NAVSEA told DID that the US Navy is looking for a reduction of 800 sailors throughout the 50-year life span of each CVN-21 ship. DID has seen estimates ranging from 500 (Rear Adm. Dwyer in 2003) to 1,000. Even a figure of 500 sailors, however, equates to approximately $45 million per year in savings. Over 50 years, that works out to $2.2 billion in FY 2004 funds, which is slightly more in FY 2008 funds owing to inflation. A reduction of 800 sailors, meanwhile, would translate into $3.6 billion in FY 2004 dollars.
How will CVN-21 create those reductions? These cuts in manpower will come about in various ways.
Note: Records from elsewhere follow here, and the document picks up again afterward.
PR #113, opened 2017-09-12
Bug 1381896 - add daywise rollups and search counts per access point

SamPenrose:
Per bug 1381896, convert main to run daywise rather than monthwise. Also add columns that tally searches for each chrome access point.

### DIFF
--- a/mozetl/clientsdaily/rollup.py
+++ b/mozetl/clientsdaily/rollup.py
@@ -3,20 +3,28 @@ import os
 from pyspark.sql import SparkSession
 from pyspark.sql import functions as F
 import click
-from moztelemetry.standards import filter_date_range
-from mozetl.utils import (
-    format_spark_path,
-    generate_filter_parameters
-)
+from mozetl.utils import format_spark_path
 from fields import MAIN_SUMMARY_FIELD_AGGREGATORS
 
-ACTIVITY_SUBMISSION_LAG = DT.timedelta(10)
+LAG = 10
+ACTIVITY_SUBMISSION_LAG = DT.timedelta(LAG)
+ACTIVITY_DATE_COLUMN = F.expr(
+    "substr(subsession_start_date, 1, 10)"
+).alias("activity_date")
 MAIN_SUMMARY_VERSION = 4
 MAIN_SUMMARY_PATH = "s3://telemetry-parquet/main_summary/v{}".format(
     MAIN_SUMMARY_VERSION)
-WRITE_VERSION = '3'
+WRITE_VERSION = '5'
 STORAGE_BUCKET = 'net-mozaws-prod-us-west-2-pipeline-analysis'
 STORAGE_PREFIX = '/spenrose/clients-daily/v{}/'.format(WRITE_VERSION)
+SEARCH_ACCESS_POINTS = [
+    'abouthome', 'contextmenu', 'newtab', 'searchbar', 'system', 'urlbar'
+]
+SEARCH_ACCESS_COLUMN_TEMPLATE = 'search_count_{}'
+SEARCH_ACCESS_COLUMNS = [
+    SEARCH_ACCESS_COLUMN_TEMPLATE.format(sap)
+    for sap in SEARCH_ACCESS_POINTS
+]
 
 
 def load_main_summary(spark):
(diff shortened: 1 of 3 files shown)


mozetl/clientsdaily/rollup.py
```diff
@@ -10,13 +10,25 @@
 )
 from fields import MAIN_SUMMARY_FIELD_AGGREGATORS
 
-ACTIVITY_SUBMISSION_LAG = DT.timedelta(10)
+LAG = 10
+ACTIVITY_SUBMISSION_LAG = DT.timedelta(LAG)
+ACTIVITY_DATE_COLUMN = F.expr(
+    "substr(subsession_start_date, 1, {})".format(LAG)
```
mreid-moz: This shouldn't be using `LAG` - it's just chopping off the date prefix of the date string, right?

SamPenrose: Doh! How silly of me.

mreid-moz: Easy mistake to make when extracting a constant (which is a good thing to do).

mozetl/clientsdaily/rollup.py
```diff
@@ -30,23 +42,74 @@ def load_main_summary(spark):
 
 def extract_search_counts(frame):
```
acmiyaguchi: The [pivot operation](https://databricks.com/blog/2016/02/09/reshaping-data-with-pivot-in-apache-spark.html) might reduce some of the complexity here.  Something along the lines of `groupBy("did").pivot("search_struct.source", SEARCH_ACCESS_POINTS).agg(...)`

mozetl/clientsdaily/rollup.py
```diff
@@ -79,15 +142,38 @@ def extract_month(first_day, frame):
...
+    :day DT.date(Y, m, d)
+    :frame DataFrame homologous with main_summary
+    """
+    frame = frame.select("*", ACTIVITY_DATE_COLUMN)
+    activity_iso = day.isoformat()
+    activity_submission_str = day.strftime('%Y%m%d')
+    submission_end = day + ACTIVITY_SUBMISSION_LAG
+    submission_end_str = submission_end.strftime('%Y%m%d')
+    result = frame.where(
+        "submission_date_s3 >= '{}'".format(activity_submission_str)) \
```
acmiyaguchi: Nit: The backslashes aren't necessary

mozetl/clientsdaily/rollup.py
```diff
@@ -97,10 +183,23 @@ def write_by_activity_day(
         prefix = prefix_template.format(isoday)
         output_path = format_spark_path(output_bucket, prefix)
         data_for_date = results.where(results.activity_date == isoday)
-        data_for_date.coalesce(partition_count).write.parquet(output_path)
+        to_write = data_for_date.coalesce(partition_count)
+        to_write.write.parquet(output_path)
+        to_write.unpersist()
```
acmiyaguchi: Do you need to unpersist if you never persist the dataframe?

mozetl/clientsdaily/rollup.py
```diff
@@ -114,6 +213,36 @@ def get_partition_count_for_writing(is_sampled):
     return 25
 
 
+def monthwise_main(date, input_bucket, input_prefix, output_bucket,
```
acmiyaguchi: Where is this getting called?

mozetl/clientsdaily/rollup.py
SamPenrose: Your argument is with flake8 sir.

mozetl/clientsdaily/rollup.py
SamPenrose: Doc for unpersist(): "Marks the DataFrame as non-persistent, and remove all blocks for it from memory and disk." It's possible the implicit __del__ as the objects are unbound will be as fast, but maybe not. Also these lines emphasize how tight memory is on our clusters during this process.

mozetl/clientsdaily/rollup.py
SamPenrose: It's not. I left the monthwise code in case someone wanted to use it. If y'all would rather I delete it that's fine by me.

acmiyaguchi: Do you think this would be the best way to perform backfill on large batches of `main_summary`? It could be useful when clients-daily gets ramped up from 1%.

SamPenrose: I think at 100% monthly almost certainly won't work due to exponential growth in the work done by groupBy(client_id), so come to think of it we should probably just delete it.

A redesigned nuclear reactor based on lessons from the powerplants of the SSN-21 Seawolf and SSN-744 Virginia Class subs is expected to supply 25% more power for propulsion – but according to NAVSEA, it will require 30% less maintenance.
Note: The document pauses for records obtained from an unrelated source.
PR #115, opened 2017-09-16
Taar similarity job

Dexterp37:
This job is used to compute TAAR similarity-based addon donor list.

This job clusters users into different groups based on their active addons. A representative users sample is selected from each cluster ("donors") and is saved to a model file along with a feature vector that will be used, by the TAAR library module, to perform recommendations.

*Please do not review yet*

### DIFF
--- a/mozetl/taar/taar_similarity.py
+++ b/mozetl/taar/taar_similarity.py
@@ -1,0 +1,330 @@
+"""
+Bug 1386274 - TAAR similarity-based add-on donor list
+
+This job clusters users into different groups based on their
+active add-ons. A representative users sample is selected from
+each cluster ("donors") and is saved to a model file along
+with a feature vector that will be used, by the TAAR library
+module, to perform recommendations.
+"""
+
+import click
+import json
+import logging
+import numpy as np
+
+from pyspark.sql import SparkSession
+from pyspark.sql.functions import col
+from pyspark.ml.feature import HashingTF, IDF
+from pyspark.ml.clustering import BisectingKMeans
+from pyspark.ml import Pipeline
+from pyspark.mllib.stat import KernelDensity
+from scipy.spatial import distance
+from taar_utils import store_json_to_s3, load_amo_external_whitelist
+
+# Define the set of feature names to be used in the donor computations.
+CATEGORICAL_FEATURES = ["geo_city", "locale", "os"]
+CONTINUOUS_FEATURES = \
+    ["subsession_length", "bookmark_count", "tab_open_count", "total_uri", "unique_tlds"]
+
+logging.basicConfig(level=logging.INFO)
+logger = logging.getLogger(__name__)
+
+
+def get_samples(spark):
+    """ Get a DataFrame with a valid set of sample to base the next
+    processing on.
+    """
+    return (
+        spark.sql("SELECT * FROM longitudinal")
+        .where("active_addons IS NOT null")
+        .where("size(active_addons[0]) > 2")
+        .where("size(active_addons[0]) < 100")
+        .where("normalized_channel = 'release'")
+        .where("build IS NOT NULL AND build[0].application_name = 'Firefox'")
+        .selectExpr(
+            "client_id as client_id",
+            "active_addons[0] as active_addons",
+            "geo_city[0] as geo_city",
+            "subsession_length[0] as subsession_length",
+            "settings[0].locale as locale",
+            "os as os",
+            "places_bookmarks_count[0].sum AS bookmark_count",
+            "scalar_parent_browser_engagement_tab_open_event_count[0].value AS tab_open_count",
+            "scalar_parent_browser_engagement_total_uri_count[0].value AS total_uri",
+            "scalar_parent_browser_engagement_unique_domains_count[0].value AS unique_tlds"
+        )
+    )
+
+
+def get_addons_per_client(users_df, addon_whitelist, minimum_addons_count):
+    """ Extracts a DataFrame that contains one row
+    for each client along with the list of active add-on GUIDs.
+    """
+    def is_valid_addon(guid, addon):
+        return not (
+            addon.is_system or
+            addon.app_disabled or
+            addon.type != "extension" or
+            addon.user_disabled or
+            addon.foreign_install or
+            guid not in addon_whitelist
+        )
+
+    # Create an add-ons dataset un-nesting the add-on map from each
+    # user to a list of add-on GUIDs. Also filter undesired add-ons.
+    return (
+        users_df.rdd
+        .map(lambda p: (p["client_id"],
+             [guid for guid, data in p["active_addons"].items() if is_valid_addon(guid, data)]))
+        .filter(lambda p: len(p[1]) > minimum_addons_count)
+        .toDF(["client_id", "addon_ids"])
+    )
+
+
+def compute_clusters(addons_df, num_clusters, random_seed):
+    """ Performs user clustering by using add-on ids as features.
+    """
+
+    # Build the stages of the pipeline. We need hashing to make the next
+    # steps work.
+    hashing_stage = HashingTF(inputCol="addon_ids", outputCol="hashed_features")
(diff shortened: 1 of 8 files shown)


Dexterp37:
@mlopatka, can you take an high level look to check that the similarity based module behaves as expected? Please also check that the test is testing the right thing.

mozetl/taar/taar_similarity.py
```diff
@@ -0,0 +1,163 @@
...
+
+def get_samples(spark):
+    """ Get a dataframe with a valid set of sample to base the next
+    processing on.
+    """
+    return spark.sql("SELECT * FROM longitudinal")\
+        .where("active_addons IS NOT null")\
+        .where("size(active_addons[0]) > 2")\
+        .where("size(active_addons[0]) < 100")\
+        .where("normalized_channel = 'release'")\
```
mlopatka: Don't we also want:
` AND build IS NOT NULL AND build[0].application_name='Firefox'`

mozetl/taar/taar_similarity.py
```diff
@@ -0,0 +1,163 @@
...
+
+def compute_clusters(addons_df, num_clusters):
+    """ Performs user clustering by using addon ids as features.
+    """
+
+    # Build the stages of the pipeline. We need hashing to make the next
+    # steps work.
+    hashing_stage = HashingTF(inputCol="addon_ids", outputCol="hashed_features")
+    idf_stage = IDF(inputCol="hashed_features", outputCol="features", minDocFreq=1)
+    bkmeans_stage = BisectingKMeans(k=num_clusters)
```
mlopatka: Not necessary now, but a future imporvement may be to have the termination condition relate to `minDivisibleClusterSize`. Since Bisecting K-means is a divisive clustering method, we may want to continue to sub-divide the data until the smallest single cluster contains a minimum number of elements.

tests/test_taar_similarity.py
```diff
@@ -0,0 +1,213 @@
...
+
+
+def test_compute_donors(spark, multi_clusters_df):
+    multi_clusters_df.createOrReplaceTempView("longitudinal")
+
+    # Perform the clustering on our test data. We expect
+    # 3 clusters out of this and 10 donors.
+    donors = taar_similarity.get_donors(spark, 3, 10)
+
+    # assert len(donors) == 10
```
mlopatka: There should be an assertion that the number of donors is within a particular margin of the requested number. It will not be equal due to the sampling from variable sized donor candidates (accross clusters) however the number of donors should always be within 2*(n) where n is the number of terminal clusters.

mozetl/taar/taar_similarity.py
Dexterp37: Good catch!

mozetl/taar/taar_similarity.py
Dexterp37: Yup, I've added a comment line there.

tests/test_taar_similarity.py
Dexterp37: Good point. However, to make tests less flaky, I've slightly changed the code to pass around a fixed "random seed" to the Spark ML functions to make tests reproducible. Since we generate the fake data, this allows us to precisely assert how many donors we see.

mlopatka: Ah yeah, good point. For generated data it is a deterministic process, given a fixed random seed. Maybe we should add logging in the live module that warns us if this condition is not met so we can assess variability in with the cluster sizes as new client data is pulled in.

mozetl/taar/taar_similarity.py
```diff
@@ -0,0 +1,181 @@
...
+
+    # Sample the users in each cluster according to the proportions
+    # and pass along the random seed if needed for tests.
+    sampling_kwargs = {"seed": random_seed} if random_seed else {}
+    donor_df = clusters_df.sampleBy("prediction",
+                                    fractions=sampling_proportions,
+                                    **sampling_kwargs)
+    # Get the specific number of donors for each cluster and drop the
+    # predicted cluster number information.
+    current_sample_size = donor_df.count()
```
mlopatka: Can we add logging here to check if the actual number of returned donors is close to the requested number of donors?

Dexterp37: @mlopatka yes, I will add the logging line here. I have a question though: should we make the job fail if we don't get enough donors?

mlopatka: As we just discusssed, we need a hard-coded failure condition for the extreme case.
The threshold should be set to <100.

Likewise, if a number of donoros less than 100 is requested at any funciton call (as input param) the job shoudl fail as well.

mlopatka:
@acmiyaguchi Can you take a look at this PR for the final r+?

Dexterp37:
@mlopatka @acmiyaguchi this is not yet ready for review.

Dexterp37:
Please note that I could now write test coverage for the lr -curves function: it consistently timed out locally in the test unless I increased the driver memory to over 2 GB.

mozetl/taar/taar_similarity.py
```diff
@@ -0,0 +1,321 @@
...
+                  num_pdf_points, random_seed=None):
+    """ Compute the likelihood ratio curves for clustered clients.
+
+    Work-flow followed in this function is as follows:
+
+     * Access the DataFrame including cluster numbers and features.
+     * Load same similarity function that will be used in TAAR module.
+     * Iterate through each cluster and compute in-cluster similarity.
+     * Iterate through each cluster and compute out-cluster similarity.
+     * Compute KDE density per similarity score.
```
mlopatka: nit: KDE can be written 

> Kernel Density Estimate

then we can drop the redundant "density"

mozetl/taar/taar_similarity.py
```diff
@@ -0,0 +1,321 @@
...
+    x_continuous_features = [x[k] for k in CONTINUOUS_FEATURES]
+    y_categorical_features = [y[k] for k in CATEGORICAL_FEATURES]
+    y_continuous_features = [y[k] for k in CONTINUOUS_FEATURES]
+
+    # Here a larger distance indicates a poorer match between categorical variables.
+    j_d = (distance.hamming(x_categorical_features, y_categorical_features))
+    j_c = (distance.canberra(x_continuous_features, y_continuous_features))
+
+    # Take the product of similarities to attain a univariate similarity score.
+    # Add a minimal constant to prevent zero values.
```
mlopatka: nit: to prevent zero values `from categorical features`.

mozetl/taar/taar_similarity.py
```diff
@@ -0,0 +1,321 @@
...
+        )
+    )
+
+
+def get_addons_per_client(users_df, minimum_addons_count):
+    """ Extracts a DataFrame that contains one row
+    for each client along with the list of active add-on GUIDs.
+    """
+    def is_valid_addon(addon):
+        if addon.is_system or\
```
acmiyaguchi: Nit: You could wrap this in parens and return the negation.

mozetl/taar/taar_similarity.py
```diff
@@ -0,0 +1,321 @@
...
+        return True
+
+    # Create an add-ons dataset un-nesting the add-on map from each
+    # user to a list of add-on GUIDs. Also filter undesired add-ons.
+    return (
+        users_df.rdd
+        .map(lambda p: (p["client_id"],
+             [guid for guid, data in p["active_addons"].items() if is_valid_addon(data)]))
+        .filter(lambda p: len(p[1]) > minimum_addons_count)
+        .toDF()
```
acmiyaguchi: I think you can pass the column names into `.toDF`

Dexterp37:
@acmiyaguchi thanks for the review. I've addressed your points and also fixed the `similarity_function` to be more robust against missing values in the data. Moreover, since the locale PR landed, I moved the whitelist code out of that module and used it to filter the addons in this module as well. Can you take another look at the changed parts?

acmiyaguchi:
@Dexterp37 The changes look good, looks like all of your changes have all the interesting cases being exercised by relevant tests.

Removing the steam catapults and replacing them with an electro-magnetic EMALS launch system and advanced arresting gear will also reduce manning and maintenance on the ship. This works in tandem with the power plant changes, as EMALS largely eliminates the maintenance-heavy steam conduits, while allowing the 614kg of steam per aircraft launch to be put to use generating electricity. CVN-21 ships will switch to all electric auxiliaries, and Rear Adm. Dennis M. Dwyer has noted that CVN-21 will have three times the electrical power generation capability of the Nimitz Class. They may need it, if our personal experiences with power hungry electronics over the last 20 years are anything to go by; but another happy side effect of all of these changes is a 50% reduction in propulsion staffing requirements.
The accountants will appreciate reduced maintenance bilge designs, which reduce the preservation work required on the ship. More automation overall using lessons from the cruise ship industry is also expected, in order to reduce crew size requirements. Indeed, automation and crew reduction have become something of a trend in future US ship designs from the CVN-21, to the Littoral Combat Ships and the DD (X) future destroyer.
All of these changes will have the effect of reducing CVN-21 maintenance and personnel costs, in ways large and small. The other area of savings lies in maintenance.
DID also covered the recent $3.1 billion refueling overhaul and mid-life refit of the Nimitz Class CVN 70 USS Carl Vinson. Nimitz Class ships receive 1 Refueling Overhaul, 4 Drydocking Planned Incremental Availabilities,12 Planned incremental availabilities over a 50 year lifetime. CVN-21′s design changes are expected to reduce that to 1 Refueling Overhaul, 2 Drydocking Planned Incremental Availabilities (from 4), and 8 Planned incremental availabilities (from 12). NAVSEA notes that this will equate to total life cycle savings of $1.9 billion in FY 2008 dollars.
These changes also equate to an increase in ship availability. That doesn’t factor into official dollar savings, but does reduce the total dollars the US must spend, in order to have a given amount of naval airpower on call over a ship’s lifetime.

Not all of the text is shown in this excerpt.